Organizing and Graphing Quantitative Data
Quantitative data are numerical values (scores, earnings, measurements, etc.).
To summarize a large data set, we group the values into classes and build a
grouped frequency distribution.
Classes, Class Limits, and Frequency
The range of the data is divided into nonoverlapping intervals called
classes. Each class has a lower limit and an
upper limit (for example, \(801\) to \(1000\)).
The number of observations in a class is its frequency \(f\).
A table listing all classes and their frequencies is a frequency distribution
for quantitative data (grouped data).
Class Boundaries, Class Width, and Class Midpoint
To remove gaps between classes on a histogram we use class boundaries,
found at the midpoint between adjacent limits. If one class ends at \(1000\) and the
next begins at \(1001\), the common boundary is
\[
\frac{1000 + 1001}{2} = 1000.5.
\]
The class width (class size) is
\[
\text{Class width} = \text{Upper boundary} - \text{Lower boundary}.
\]
The class midpoint (class mark) is the average of the limits:
\[
\text{Class midpoint} =
\frac{\text{Lower limit} + \text{Upper limit}}{2}.
\]
Number of Classes and Approximate Class Width
A grouped table usually uses about 5–20 classes.
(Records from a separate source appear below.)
PR #6708, opened 2019-01-08
disable retag function if with admiral

zhoumeina:
cherry pick disable retag function from 1.7.0 release branch to master. To make them consistent.

### DIFF
--- a/src/portal/lib/package.json
+++ b/src/portal/lib/package.json
@@ -1,6 +1,6 @@
 {
     "name": "@harbor/ui",
-    "version": "1.0.0-rc7",
+    "version": "1.7.1-rc1",
     "description": "Harbor shared UI components based on Clarity and Angular6",
     "author": "CNCF",
     "module": "index.js",
--- a/src/portal/lib/src/tag/tag.component.html
+++ b/src/portal/lib/src/tag/tag.component.html
@@ -75,7 +75,7 @@
               </div>
             </clr-dropdown-menu>
           </clr-dropdown>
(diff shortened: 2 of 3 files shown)


src/portal/lib/package.json
```diff
@@ -1,6 +1,6 @@
 {
     "name": "@harbor/ui",
-    "version": "1.0.0-rc7",
+    "version": "1.7.1-toggle-retag",
```
steven-zou: I don't think `1.7.1-toggle-retag` is a reasonable tag, please rename it to be `1.7.1-pacth1`

src/portal/lib/src/tag/tag.component.html
```diff
@@ -75,7 +75,7 @@ <h3 class="modal-title">{{ 'REPOSITORY.RETAG' | translate }}</h3>
               </div>
             </clr-dropdown-menu>
           </clr-dropdown>
-          <button type="button" class="btn btn-sm btn-secondary" [disabled]="!(selectedRow.length===1 && guestRoleOrAbove)" (click)="retag(selectedRow)"><clr-icon shape="copy" size="16"></clr-icon>&nbsp;{{'REPOSITORY.RETAG' | translate}}</button>
+          <button type="button" class="btn btn-sm btn-secondary" [disabled]="!(selectedRow.length===1 && guestRoleOrAbove) || withAdmiral" (click)="retag(selectedRow)"><clr-icon shape="copy" size="16"></clr-icon>&nbsp;{{'REPOSITORY.RETAG' | translate}}</button>
```
steven-zou: This just disabled the button, I think what we want to do is 'hide' the button if I'm not mistaken.
The button should not be displayed.

src/portal/lib/package.json
zhoumeina: resovled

If \(N\) is the number of
observations, a common rule for the number of classes is
\[
k \approx 1 + 3.322 \log_{10} N.
\]
Once \(k\) is chosen, an approximate class width is
\[
\text{Approximate class width}
= \frac{\text{Largest value} - \text{Smallest value}}{k},
\]
which is then rounded to a convenient number and used to generate the class limits.
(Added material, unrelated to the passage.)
PR #6717, opened 2019-01-09
Promte version on master to v1.8.0

wy65701436:


reasonerjt:
Thanks for doing this early @wy65701436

Relative Frequency and Percentage
Let \(f\) be the frequency of a class and \(\sum f\) the total frequency. The
relative frequency and percentage of the class are
\[
\text{Relative frequency} =
\frac{\text{Frequency of that class}}{\sum f}
= \frac{f}{\sum f},
\]
\[
\text{Percentage} = \text{Relative frequency} \cdot 100.
\]
Relative frequencies sum to \(1.00\) (approximately), and percentages sum to
\(100\%\) (approximately).
Histograms, Frequency Polygons, and Frequency Curves
Histogram: draw bars for each class with bases along the class
boundaries (or limits) and heights proportional to frequency, relative frequency,
or percentage. Bars touch because the scale is continuous.
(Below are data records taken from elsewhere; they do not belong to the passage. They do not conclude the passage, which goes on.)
PR #6737, opened 2019-01-11
Implement the unified health check API

ywk253100:
The commit implements an unified health check API for all Harbor services

### DIFF
--- a/docs/swagger.yaml
+++ b/docs/swagger.yaml
@@ -19,6 +19,18 @@ securityDefinitions:
 security:
   - basicAuth: []
 paths:
+  /health:
+    get:
+      summary: 'Health check API'
+      description: |
+        The endpoint returns the health stauts of the system.
+      tags:
+        - Products
+      responses:
+        '200':
+          description: The system health status.
+          schema:
+            $ref: '#/definitions/OverallHealthStatus'
   /search:
     get:
       summary: 'Search for projects, repositories and helm charts'
@@ -4514,3 +4526,27 @@ definitions:
     description: A list of label
     items:
       $ref: '#/definitions/Label'
+  OverallHealthStatus:
+    type: object
+    description: The system health status
+    properties:
+      status:
+        type: string
+        description: The overall health status. It is "healthy" only when all the components' status are "healthy" 
+      components:
+        type: array
+        items:
+          $ref: '#/definitions/ComponentHealthStatus'
+  ComponentHealthStatus:
+    type: object
+    description: The health status of component
+    properties:
+      name:
+        type: string
+        description: The component name 
+      status:
+        type: string
+        description: The health status of component
+      error:
+        type: string
+        description: (optional) The error message when the status is "unhealthy"
--- a/src/core/api/health.go
+++ b/src/core/api/health.go
@@ -1,0 +1,323 @@
+// Copyright 2019 Project Harbor Authors
+//
+// Licensed under the Apache License, Version 2.0 (the "License");
+// you may not use this file except in compliance with the License.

Frequency polygon: place a point above each class midpoint at a
height equal to its frequency and join the points with straight segments. Adding
two extra midpoints at frequency \(0\) closes the polygon.
Frequency distribution curve: for many narrow classes, the
frequency polygon approaches a smooth curve that represents how the frequencies
are distributed over the variable’s scale.